The correct interpretation of section 7 in bifurcated actions has been debated. Bifurcated actions are those where the Court orders that a trial proceed on one set of issues (for example, liability – i.e. whether a valid patent has been infringed) before a second trial is held, if necessary, on a second set of issues (for example, the quantum of damages arising from the patent infringement). Bifurcation benefits the administration of justice because it avoids the Court having to hear the damages phase if liability is not established, and may encourage the parties to settle their dispute once a threshold issue has been resolved (for example, that a valid patent has been infringed or that a plaintiff is not entitled to punitive damages).
On May 27, 2016, on a motion in writing decided shortly before hearing the damages phase of a patent infringement action, the Federal Court held that each side in the proceeding was entitled to a total of five experts as of right for both the liability and the damages phases of the action.

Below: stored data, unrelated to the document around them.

PR #833, opened 2025-12-09
Add IP-based rate limiting to protect against abuse

### LINKED ISSUE #826: Implement rate limits to address mis-use causing downtime
See: https://discord.com/channels/1358869848138059966/1437868748890571045/1447619393667469353

> Maybe the limit should be something like 60 reqs / minute, 1000 / hour per IP? Could be just on /servers to start. Still pretty lenient but would get rid of these breaking spikes

tadasant:
Written by Claude Code, reviewed by me. When we get this in `main` I'll test it out against staging to make sure it's acting as intended.

## Summary
- Implements IP-based rate limiting middleware to address service disruptions caused by excessive requests (#826)
- Enforces dual rate limits: 60 requests/minute and 1000 requests/hour per IP address
- Fully configurable via environment variables (`MCP_REGISTRY_RATE_LIMIT_*`)
- Excludes health/ping/metrics endpoints from rate limiting
- Returns RFC 7807 problem+json responses with Retry-After header when rate limited

## Configuration Options
| Variable | Default | Description |
|----------|---------|-------------|
| `MCP_REGISTRY_RATE_LIMIT_ENABLED` | `true` | Enable/disable rate limiting |
| `MCP_REGISTRY_RATE_LIMIT_REQUESTS_PER_MINUTE` | `60` | Max requests per minute per IP |
| `MCP_REGISTRY_RATE_LIMIT_REQUESTS_PER_HOUR` | `1000` | Max requests per hour per IP |

## Implementation Details
- Uses token bucket algorithm via `golang.org/x/time/rate` (already a dependency)
- Properly handles `X-Forwarded-For` and `X-Real-IP` headers (since registry is deployed behind NGINX ingress with `use-forwarded-headers=true`)
- All IPs are validated using `net.ParseIP()` to handle malformed input
- Memory protection via MaxVisitors limit (100k) with LRU eviction
- Background cleanup of stale visitor entries every 10 minutes

## Test plan
- [x] Unit tests cover rate limiting logic, middleware behavior, and IP extraction
- [x] Tests verify both minute and hourly limits work correctly
- [x] Tests verify skip paths are not rate limited
- [x] Tests verify X-Forwarded-For and X-Real-IP header handling
- [x] Tests verify invalid IP handling (empty, malformed, IPv6)
- [x] Tests verify memory limit enforcement and eviction
- [x] Tests verify concurrent access safety
- [x] `golangci-lint` passes with no issues
- [x] All tests pass locally
- [ ] CI pipeline passes

## Known Limitations
- **Multi-pod deployment**: In-memory rate limiting means each pod has independent limits. For strict per-IP limits across the cluster, consider Redis-based rate limiting in a future iteration.

Closes #826

### DIFF
--- a/.env.example
+++ b/.env.example
@@ -40,6 +40,8 @@ MCP_REGISTRY_OIDC_EDIT_PERMISSIONS=*
 MCP_REGISTRY_OIDC_PUBLISH_PERMISSIONS=*
 
 # Rate limiting configuration
+# Note: Rate limits are enforced per-pod, so in multi-replica deployments the
+# effective limits are approximate (e.g., 2 replicas = up to 2x the configured rate).
 # Enable or disable rate limiting (default: true)
 MCP_REGISTRY_RATE_LIMIT_ENABLED=true
 # Maximum requests per minute per IP address (default: 60)
--- a/docs/reference/api/official-registry-api.md
+++ b/docs/reference/api/official-registry-api.md
@@ -14,6 +14,28 @@ This API is based on the [generic registry API](./generic-registry-api.md) with 
 - **[Live API Docs](https://registry.modelcontextprotocol.io/docs)** - Stoplight elements with try-it-now functionality
 - **[OpenAPI Spec](https://registry.modelcontextprotocol.io/openapi.yaml)** - Complete machine-readable specification
 
+## Rate Limiting
+
+The official registry enforces rate limits to protect against abuse:
+
+- **60 requests per minute** per IP address
+- **1,000 requests per hour** per IP address
+
+When rate limited, the API returns HTTP `429 Too Many Requests` with a `Retry-After: 60` header. The response body follows the [RFC 7807](https://tools.ietf.org/html/rfc7807) problem details format:
+
+```json
+{
+  "title": "Too Many Requests",
+  "status": 429,
+  "detail": "Rate limit exceeded. Please reduce request frequency and retry after some time."
+}
+```
+
+**Notes:**
+- Rate limits are approximate due to the multi-replica deployment architecture
+- The `/health`, `/ping`, and `/metrics` endpoints are not rate limited
+- Clients should implement exponential backoff when receiving 429 responses
+
 ## Extensions
 
 The official registry implements the [Generic Registry API](./generic-registry-api.md) with the following specific configurations and extensions:
--- a/internal/api/server.go
+++ b/internal/api/server.go
@@ -72,7 +72,9 @@ func NewServer(cfg *config.Config, registryService service.RegistryService, metr
 	// Order: TrailingSlash -> RateLimit -> CORS -> Mux
 	handler := corsHandler.Handler(mux)
 
-	// Initialize rate limiter if enabled
+	// Initialize rate limiter if enabled.
+	// Note: Rate limits are enforced per-pod, so in multi-replica deployments the
+	// effective limits are approximate (e.g., 2 replicas = up to 2x the configured rate).
 	var rateLimiter *ratelimit.RateLimiter
 	if cfg.RateLimitEnabled {
 		rateLimitConfig := ratelimit.Config{


internal/api/ratelimit/ratelimit.go
```diff
@@ -0,0 +1,297 @@
...
+	defer rl.mu.Unlock()
+
+	// Double-check after acquiring write lock
+	v, exists = rl.visitors[ip]
+	if exists {
+		v.lastSeen = time.Now()
+		return v
+	}
+
+	// Enforce max visitors limit (memory protection)
```
pree-dew, line 157: @tadasant if there are request coming from unique ips then it will iterate over all exisiting entries to find 1 ip then remove while occupying lock. After 100K, every request will take good amount of time.

Please feel free to correct me if I am missing something here.

internal/api/ratelimit/ratelimit.go
```diff
@@ -0,0 +1,297 @@
...
+	rl.mu.RUnlock()
+
+	if exists {
+		// Update timestamp - this is a minor race but acceptable for lastSeen
+		v.lastSeen = time.Now()
+		return v
+	}
+
+	// Need to create new visitor - acquire write lock
+	rl.mu.Lock()
```
pree-dew, line 147: this might be very slow when throughput is high, as per the stats on grafana over per hour throughput is always above 15K and has reached max upto ~35K. Cleanup won't happen till the time an entry is not older than an hour.

pree-dew: may be shard based rate limiter will suit better if we are expecting per min throughput to increase.

internal/api/ratelimit/ratelimit.go
pree-dew: We can also implement LRU based structure here. or may be remove some % of entries if the limit is hit instead of removing 1 on every new request.

pree-dew: I will be more than happy if I can help in anyway here.

Avish34:
+1 to the @rdimitrov 's suggestion. Implementing rate limiting in the registry might slow down the system when we hit scale. Given the fact that we are having NGNIX as ingress controller in our infra we might as well leverage that to do the rate limiting. 
Reference: https://www.civo.com/learn/rate-limiting-applications-with-nginx-ingress

.env.example
```diff
@@ -38,3 +38,13 @@ MCP_REGISTRY_OIDC_EXTRA_CLAIMS=[{"hd":"modelcontextprotocol.io"}]
 # Grant admin permissions to OIDC-authenticated users
 MCP_REGISTRY_OIDC_EDIT_PERMISSIONS=*
 MCP_REGISTRY_OIDC_PUBLISH_PERMISSIONS=*
+
+# Rate limiting configuration
```
domdomegg, line 42: I might not bother making this configurable, and instead just have this baked in. Keeps the number of knobs and dials low :)

internal/api/ratelimit/ratelimit.go
```diff
@@ -0,0 +1,297 @@
+// Package ratelimit provides IP-based rate limiting middleware for HTTP servers.
```
domdomegg, line 1: Is golang the right place to be doing this - feel like maybe should be done on the Kubernetes ingress?

.env.example
```diff
@@ -38,3 +38,13 @@ MCP_REGISTRY_OIDC_EXTRA_CLAIMS=[{"hd":"modelcontextprotocol.io"}]
...
+# Note: Rate limits are enforced per-pod, so in multi-replica deployments the
+# effective limits are approximate (e.g., 2 replicas = up to 2x the configured rate).
+# Enable or disable rate limiting (default: true)
+MCP_REGISTRY_RATE_LIMIT_ENABLED=true
+# Maximum requests per minute per IP address (default: 60)
+MCP_REGISTRY_RATE_LIMIT_REQUESTS_PER_MINUTE=60
```
domdomegg, line 48: I'd be tempted to push this a bit higher (without changing the per hour limit) to allow for slightly spiky/bursty traffic e.g. for people doing local analysis. E.g. maybe 200 per minute?

domdomegg (approved):
Seems broadly sensible - plausibly we should do this at infra layer though e.g. nginx ingress

tadasant:
Closing in favor of https://github.com/modelcontextprotocol/registry/pull/843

The Background and the Decision
Airbus (then known as Eurocopter) had brought a patent infringement action against Bell, which was bifurcated into liability and damages phases in 2009. At the trial on the liability phase in 2011, relating to whether a valid patent had been infringed, Bell had called three experts to testify, but only after serving reports of four experts. At the conclusion of the liability phase, the Court held that Bell had infringed Airbus’ patent, and the Court awarded Airbus compensatory and punitive damages [3]. The quantum of damages was to be determined at a damages phase trial set to start on May 30, 2016.
In the damages phase of the action, Bell served four expert reports with the result that Bell would have relied upon a total of eight different experts between the two phases. Airbus objected to the number of expert witnesses as contrary to section 7 of the Canada Evidence Act. In response, Bell argued that section 7 allows five experts per “trial” or “proceeding,” and that each of the liability and damages phases constitutes a separate trial or proceeding for the purpose of this section.
The Court agreed with Airbus, and clarified that the Canada Evidence Act limits each side in a dispute to a maximum of five experts for all phases of the trial or proceeding; a party is not entitled to five experts per phase of a proceeding. The Court also confirmed that an expert is considered to have been called if his or her report is served, regardless of whether the expert in fact testifies at trial.
In the alternative, Bell requested leave to serve additional expert reports. The Federal Court granted leave for only one of Bell’s additional experts, leaving it to rely upon only two of its four experts a few days before the damages phase trial was to begin.
Bell’s predicament illustrates that the Court’s decision in Airbus is likely to have a material effect on all pending bifurcated cases, particularly those where parties have used most, if not all, of their “as of right” experts. More generally, the Court’s decision underscores the importance for counsel to plan very carefully what expert evidence will be required during the entire course of a Federal Court proceeding, and to seek leave early in the proceeding if it intends to rely upon more than five experts in total.
For more information about the Airbus case, or Canadian Federal Court and patent litigation, please contact J. Bradley White or Vincent M. de Grandpré.
[1] Airbus Helicopters (formerly Eurocopter) v Bell Helicopter Textron Canada Limitée, 2016 FC 590 (Martineau J.) [Airbus] available in current form [PDF]. In view of the time constraints under which it released this decision, the Court reserved its right to “correct clerical mistakes, errors or omissions” (para. 3). The decision also remains subject to appeal, although none appears to have been filed to date.
[2] Canada Evidence Act, R.S.C., 1985, c. C-5 at section 7.
[3] Eurocopter (Société Par Actions Simplifiée) v. Bell Helicopter Textron Canada Limitée, 2012 FC 113.